7.-La moda para convertirse en uno mismo

«Para evocar las “buenas razones” por las que nuestros contemporáneos siguen la moda hay que poner entre paréntesis nuestros juicios de valor. Calificar a los fashionistas de seres irracionales es una manera de condenar las tendencias y a quienes las siguen. ¿Hay que estar a favor o en contra de la moda? Es difícil decidir. Por otra parte, algunos no eligen: están contra la moda, muy en contra. Ilustración caricaturesca: Madonna. En su álbum American Life, la cantante denuncia el imperio de la moda, la dictadura de la belleza y de las tendencias. Pero el mundo en el que vivimos no es en el que cantamos: después de todo, Madonna puede criticar un sistema del que ella constituye un mecanismo esencial.

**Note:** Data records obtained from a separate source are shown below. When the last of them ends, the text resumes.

PR #1063, opened 2019-04-09
Add saveToCache to storage options

steelbrain:
## Todo

- [ ] Tests

## Motivation

The main intention is to provide a way for consistent behaviour across android and iOS while storing images temporarily.

Current behavior for when `storageOptions` is not specified

Android: Saves to pictures directory
iOS: Saves to temporary directory

Current behavior for when `path` is specified in `storageOptions`

Android: Saves to pictures directory under a subdir
iOS: Saves to documents directory under a subdir

This PR provides a consistent behavior across OS while using cached directories, so apps can perform cleanup after themselves and OS can free it when feels the need.

Behavior with this PR when `saveToCache` is specified

Android: Saves to cache dir (under subdir if specified)
iOS: Saves to cache dir (under subdir if specified)

The main benefit consumers get out of it, is OS managed cache, no need to request permissions for external storage on Android while still having custom path and consistent cache directories across OSes.


steelbrain:
Dropping because I don't use this package anymore and have no relevant usecase. Whoever wants can pick up the changes under MIT license and continue the work

PR #1072, opened 2019-04-22
Update index.js.flow

miyabi:
Fix flow error on launchImageLibrary.

## Motivation (required)

It causes a flow error like below:

> Cannot call ImagePicker.launchImageLibrary because no more than 1 argument is expected by function type [1].
> Cannot call ImagePicker.launchImageLibrary with object literal bound to callback because a callable signature is missing
in object literal [1] but exists in function type [2].

## Test Plan (required)

```
import ImagePicker, { type Response } from 'react-native-image-picker';

function launchImageLibrary() {
  ImagePicker.launchImageLibrary({}, (response: Response) => {})
}
```

and then run flow.


ralli:
+1

PR #1083, opened 2019-05-20
improved build gradle script

OleksandrKucherenko:
- extraction of rootProject properties (according to latest codestyle of RN)
- support of symbolic links as a project directory (live re-mapping of directory structures)

## Motivation (required)

https://github.com/react-native-community/react-native-image-picker/issues/1081

## Test Plan (required)

- connect RN module to your application
- create inside android folder sub-folder `modules`
- create symbolic link to `modules/react-native-image-picker` -> `react-native-image-picker/android`
- add the dependency in an android app project `settings.gradle` as `include ':modules:react-native-image-picker'`
- try to compile the project.

Expected: compilation should pass.
Unexpected: compilation failed with JsonSlupper exception - `can not resolve package.json file path`

### DIFF
--- a/.editorconfig
+++ b/.editorconfig
@@ -1,0 +1,6 @@
+[*]
+charset=utf-8
+end_of_line=lf
+insert_final_newline=false
+indent_style=space
+indent_size=2
--- a/android/build.gradle
+++ b/android/build.gradle
@@ -1,9 +1,26 @@
 import groovy.json.JsonSlurper
+import java.nio.file.Files
 
+/** Get file of the project */
+static File fileOfProject(prj, filePath) {
+    final projectDir = prj.projectDir
+    final resolvedDir = Files.isSymbolicLink(projectDir.toPath())
+        ? Files.readSymbolicLink(projectDir.toPath())
+        : projectDir.toPath()
+
+    return new File("${resolvedDir}", filePath)
+}
+
+/** Extract property from rootProject if defined, otherwise use fallback value */
+def safeExtGet(prop, fallback) {
+    rootProject.ext.has(prop) ? rootProject.ext.get(prop) : fallback
+}
+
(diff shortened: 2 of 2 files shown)


OleksandrKucherenko:
@janicduplessis @charpeni ^

OleksandrKucherenko:
@janicduplessis - how much time it can take to merge small improvements? No push, but will be great to have some timeline

.editorconfig
```diff
@@ -0,0 +1,6 @@
+[*]
```
Johan-dutoit: This file should be excluded

android/build.gradle
```diff
@@ -51,7 +70,8 @@ repositories {
 }
 
 dependencies {
-    implementation "com.facebook.react:react-native:+"  // From node_modules
+    //noinspection GradleDynamicVersion
+    api "com.facebook.react:react-native:+"  // From node_modules
```
Johan-dutoit: api is deprecated

.editorconfig
OleksandrKucherenko: its a high-level configuration of tab/space formatting for many IDEs. for RN its quite common that devs use many IDEs: Intellij, vscode, atom, etc. .editorconfig is the only cross-ide thing that recognized by all of them.

android/build.gradle
OleksandrKucherenko: Consider you have app module which uses lib1 as a library and lib1 uses lib2 as a library. Something like this: app -> lib1 -> lib2.

Now when using api lib2 in lib1, then app can see lib2 codes when using: api lib1 or implementation lib1 in the app module.

BUT when using implementation lib2 in lib1, then app can not see the lib2 codes.

src: https://stackoverflow.com/questions/44413952/gradle-implementation-vs-api-configuration

PR #1090, opened 2019-06-05
Fixed orientation on save in library

bockc:
Pictures taken by the camera were incorrectly saved in the iOS device library, they were rotated of 90° for the portrait ones and 180° for the landscape ones.

Tested on iPhone 6S and iPhone XS Max and iOS 11 and 12, works perfectly fine.


BaderSerhan:
What's the status of this?

PR #1101, opened 2019-06-17
Change `compile` to `implementation`

nabati:
Documentation fix. 

`react-native link` does this already, but the steps in the manual installation steps still uses the old keyword.


Johan-dutoit:
Thanks!

PR #1113, opened 2019-07-01
Add ImagePickerPermissionOptions typings

Kaakans:
## Motivation

The ImagePickerOptions type was missing the permission options.

## Test Plan

N/A

### DIFF
--- a/index.d.ts
+++ b/index.d.ts
@@ -41,7 +41,7 @@ declare module "react-native-image-picker" {
         allowsEditing?: boolean;
         noData?: boolean;
         storageOptions?: ImagePickerStorageOptions;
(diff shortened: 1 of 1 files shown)


index.d.ts
```diff
@@ -41,6 +41,7 @@ declare module "react-native-image-picker" {
         allowsEditing?: boolean;
         noData?: boolean;
         storageOptions?: ImagePickerStorageOptions;
+        permissionOptions?: ImagePickerPermissionOptions;
```
Johan-dutoit: permissionDenied?

Kaakans: Yes of course. Fixed!

Issue #1017, opened 2019-01-10
Got response "didCancel", - expected result - get normal object with image uri, path, type, etc...


hadson19:
### Description
I've used  `showImagePicker` to load user photo from gallery or camera

```     
ImagePicker.showImagePicker({
  title,
  storageOptions: {
    skipBackup: true,
    path: "images",
  },
  quality: 0.8,
  maxWidth: 720,
  maxHeight: 1280,      
}, response => {
  ....
})
```
Actual Result: 
 ` {didCancel: true}`

Expected result:
 Get image information (uri, path, type, etc...)
  e.g.
```
{
    data:"..."
    fileName:"test.jpg"
    fileSize: 2501
    height:380
    isVertical:true
    originalRotation:0
    path:"..."
    type:"image/jpeg"
    uri:"..."
    width:380
}
```
### How to repeat issue and example

- Install any File storage with access to photo (e.g. Explorer File Manager '9xgeneration')
- try to load user picture using method `showImagePicker`

e.g. 
```
  ImagePicker.showImagePicker({
      title,
      storageOptions: {
        skipBackup: true,
        path: "images",
      },
      quality: 0.8,
      maxWidth: 720,
      maxHeight: 1280
  },
  response =>  console.log('response', response)
)
```
- before picking any picture the new windows should apper to select storage

![pickput image](https://user-images.githubusercontent.com/4102119/50986818-7fd77f00-1510-11e9-9a91-93091f37d8e4.png)

- click on default gallery icon to pick up the picture (click on "Just once")
- select available image

The result:  ` {didCancel: true}`

### Additional Information
* React Native version: 0.57.2
* Platform: emulator Android 8.0
* Development Operating System: Windows
* Dev tools: Android Studio 3.2.1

 Para entender las razones que nos incitan a seguir la moda, es importante intentar comprender antes de tratar de juzgar. Desde luego, bajo ciertos aspectos, nuestra relación con los vestidos puede parecer absurda. Las colas en las rebajas, la obsesión por las tendencias, constituyen una representación gregaria y narcisista de nuestros coetáneos. A veces, estos comportamientos no son sólo extraños sino que se convierten en francamente patológicos, como en el caso del síndrome de la compra compulsiva. Sin embargo, las enfermedades de la moda nos reenvían a nuestra propia normalidad y nos muestran ostentosamente que la pasión por los trapos no puede reducirse a una pasión por los objetos.    
 
Enfermos por la moda
 Koba S. tiene una pesada responsabilidad: debe encarnar la locura consumista de sus contemporáneos. Este japonés de treinta años no tiene más que un ídolo y es una marca. Su existencia se resume en coleccionar metódicamente todos los vestidos del diseñador belga Dries Van Noten. Para estar seguro de no perderse ninguno, hace los pedidos por anticipado y se desplaza a Osaka, donde está su boutique preferida. Una imagen le muestra en su minúsculo estudio de Tokio: está estirado sobre la cama y, a su alrededor, dispuestos en corola, los artículos firmados por su creador preferido. Koba forma parte de las docenas de japoneses, fotografiados por Kyoichi Tzusuki, en la serie que consagró a las happy victims, estos individuos convertidos en adictos a una marca.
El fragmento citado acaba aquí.